Functional MRI may identify critical windows of opportunity for drug delivery and distinguish between early treatment responders and non-responders. Using diffusion-weighted, dynamic contrast-enhanced, and dynamic susceptibility contrast MRI, as well as pro-angiogenic and pro-inflammatory blood markers, we prospectively studied the physiologic tumor-related changes in fourteen newly diagnosed glioblastoma patients during standard therapy. 153 MRI scans and blood collection were performed before chemoradiation (baseline), weekly during chemoradiation (week 1–6), monthly before each cycle of adjuvant temozolomide (pre-C1-C6), and after cycle 6. The apparent diffusion coefficient, volume transfer coefficient (Ktrans), and relative cerebral blood volume (rCBV) and flow (rCBF) were calculated within the tumor and edema regions and compared to baseline. Cox regression analysis was used to assess the effect of clinical variables, imaging, and blood markers on progression-free (PFS) and overall survival (OS). After controlling for additional covariates, high baseline rCBV and rCBF within the edema region were associated with worse PFS (microvessel rCBF: HR = 7.849, p = 0.044; panvessel rCBV: HR = 3.763, p = 0.032; panvessel rCBF: HR = 3.984; p = 0.049). The same applied to high week 5 and pre-C1 Ktrans within the tumor region (week 5 Ktrans: HR = 1.038, p = 0.003; pre-C1 Ktrans: HR = 1.029, p = 0.004). Elevated week 6 VEGF levels were associated with worse OS (HR = 1.034; p = 0.004). Our findings suggest a role for rCBV and rCBF at baseline and Ktrans and VEGF levels during treatment as markers of response. Functional imaging changes can differ substantially between tumor and edema regions, highlighting the variable biologic and vascular state of tumor microenvironment during therapy.

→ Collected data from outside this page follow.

PR #826, opened 2026-08-24
Guard against parallel migration collision

### LINKED ISSUE #818: Make parallel migrations fail loudly instead of breaking main
### What needs to change?

Two PRs branched from the same commit both added a `0014` migration (#810, #811). Git merged them cleanly because they were different new files, but the app ended up with two leaf nodes in the migration graph, so `migrate` refused to run and every DB-backed test errored at setup. Fixed after the fact by the merge migration `0015_merge_20260824_1200`.
Add guards so the next collision is caught before it lands on main:
- Add `django-linear-migrations` to `INSTALLED_APPS` and generate the per-app `max_migration.txt`. Two branches adding a migration then both edit that one line, so git raises a real text conflict at merge time.
- Add `python manage.py makemigrations --check --dry-run` to the lint or test workflow, so conflicting leaves (and models changed without a migration) surface as one clear line instead of hundreds of tracebacks.
Optional, worth discussing separately: turn on a merge queue for `main`. The ruleset currently has `strict_required_status_checks_policy: false`, so a PR tested against a stale `main` can merge into a `main` that has moved on. A merge queue tests `main + PR` before merging; plain strict checks would work too but force a manual rebase of every open PR after each merge.

### Why?

Green checks on a PR only prove the branch works against the commit it was branched from. Nothing ever tested the two branches combined, so the break only appeared on main, after the merge, as 354 setup errors with a single root cause. This will happen again whenever two migrations are in flight at once.

- [ ] `django-linear-migrations` installed and `max_migration.txt` committed and tracked.
- [ ] Two branches each adding a migration produce a git conflict on `max_migration.txt` (verify by hand).
- [ ] fails with a readable message when the migration graph has multiple leaves.

nicolearagao:
## What changed

- Add `django-linear-migrations` and commit the tracked `max_migration.txt`, so two branches adding a migration now conflict on that one line at merge time instead of silently landing two leaf nodes on `main` (how #810/#811 broke `migrate`).
- Add `makemigrations --check --dry-run` to the test run, so a broken migration graph fails with one readable line instead of hundreds of setup errors.
## Why
Green checks on a PR only prove the branch works against the commit it branched from. #810 and #811 both added a `0014` migration and both merged clean, but `main` ended up with two leaf nodes and every DB-backed test errored at setup. These two changes catch that class of collision before it lands, and fail loudly if it ever does.

### Why the package-data change is here
`makemigrations` runs Django's full system checks, and CI installs this
project as a real wheel — not editable. That wheel only ever included
`.py` files, so prompt schema JSON, templates, static assets, and locale
files were silently missing from it, and the checks that validate those
files (`chat.E001`/`E005`) failed. Docker never hit this (`pip install -e .`
reads straight from the source tree) and plain pytest never hit it either
(system checks only run via a management command). Adding the
migration-conflict check is what first built and ran against a real wheel,
exposing a gap that already existed. Fixing it here rather than splitting
it out because the new check can't pass CI without it — but it's a real
bug either way: any future switch of Docker to a non-editable install, or
packaging this for distribution, would have silently shipped without
these files.

Closes #818 

## Test plan

- [x] Simulated two branches each editing `max_migration.txt` and confirmed a real git merge conflict.
- [x] Simulated a two-leaf migration graph and confirmed `makemigrations --check` fails with `dlm.E005` (Conflicting migrations detected).
- [x] Confirmed the check passes cleanly (`No changes detected`, exit 0) on the current migration state.

---


nicolearagao (commented):
This PR's checks catch migration collisions specifically. The general case is still open: the branch ruleset has strict_required_status_checks_policy: false, meaning a PR is only tested against the commit it branched from, not the current tip of main - how #810/#811 both went green and still broke main.

Two options to close that gap:

- Flip strict_required_status_checks_policy to true. Simple, but open PRs need a manual rebase every time main moves.
- Merge queue for main. Tests main + PR automatically, no manual rebasing, but more setup and slightly slower merges.
@mitch curious which way you'd lean here, or if it's not worth it given how often we have concurrent PRs.

mitch-mitchel:
Good change, and the test plan actually simulated both failure modes rather than assuming them. One blocker and one question.

**Blocker: this branch is stale against `main` and would break the check it adds.** `max_migration.txt` here reads `0015_merge_20260824_1200`, but `main`'s leaf is now `0016_promptartifact_chatmessage_prompt_artifact` (#816, merged 23:15, an hour after this opened). All four checks are green because they ran against this branch's base. Merged as-is, `makemigrations --check` fails on `main` immediately, because the recorded max no longer names the real leaf.

Which is #818's own thesis playing out on #818's own fix: green checks only prove the branch works against the commit it branched from.

- [x] Rebase onto `main` and update `max_migration.txt` to `0016_promptartifact_chatmessage_prompt_artifact`

**Question: the `[tool.setuptools.package-data]` block.** Fourteen lines covering templates, static, locale, content and prompts, with nothing in the description about packaging. If adding an INSTALLED_APP surfaced a real packaging gap under tox, that is worth a line in the body so the next person knows why it is there. If it is unrelated, it belongs in its own PR rather than riding a P0.

- [x] Explain it in the description, or split it out

**Not blocking, but this is the second stale-base incident today** — the first put 354 errors on `main`. #818 parked the merge queue as "optional, worth discussing separately." Two occurrences in one day across three active authors reads more like evidence than theory. Worth its own issue rather than expanding this one.

mitch-mitchel:
Re: the automation vs manual questions - I prefer automation even if it's slower ci/cd. We can optimize later if it gets really slow @nicolearagao

nicolearagao:
> Re: the automation vs manual questions - I prefer automation even if it's slower ci/cd. We can optimize later if it gets really slow @nicolearagao

@mitch-mitchel rebased and fixed the migration file. Added on the PR description why the package-data change was necessary, commit also explains it. 
Created follow-up issue https://github.com/freelawproject/litigant-portal/issues/827 for the merge queue decision. Thank you!

mitch-mitchel (approved):
LGTM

机译:功能性MRI可以确定药物输送机会的关键窗口,并区分早期治疗反应者和非反应者。使用扩散加权,动态对比增强和动态磁化率对比MRI以及促血管生成和促炎性血液标记物,我们前瞻性地研究了标准疗法期间14例新诊断的胶质母细胞瘤患者的生理相关肿瘤变化。在放化疗前(基线),放化疗期间每周(1-6周),替莫唑胺辅助循环(C1-C6之前)的每个月之前和周期6之后进行153次MRI扫描和采血。表观扩散系数,体积计算肿瘤和水肿区域内的转移系数(K trans ),相对脑血容量(rCBV)和血流量(rCBF),并与基线进行比较。使用Cox回归分析评估临床变量,影像学和血液标志物对无进展(PFS)和总生存期(OS)的影响。在控制了其他协变量之后,水肿区域内较高的基线rCBV和rCBF与较差的PFS相关(微血管rCBF:HR = 7.849,p = 0.044; panvessel rCBV:HR = 3.763,p = 0.032; panvessel rCBF:HR = 3.984; p = 0.049)。同样适用于肿瘤区域内第5周的高位和C1 K之前的反式(第5 K周的反过来):HR = 1.038,p = 0.003; C1K之前< sup> trans :HR = 1.029,p = 0.004)。第6周VEGF水平升高与OS恶化有关(HR = 1.034; p = 0.004)。我们的发现表明,在治疗过程中,rCBV和rCBF在基线以及K trans 和VEGF水平在反应中起着重要作用。肿瘤和水肿区域之间的功能成像变化可能存在显着差异,突出了治疗过程中肿瘤微环境的可变生物学和血管状态。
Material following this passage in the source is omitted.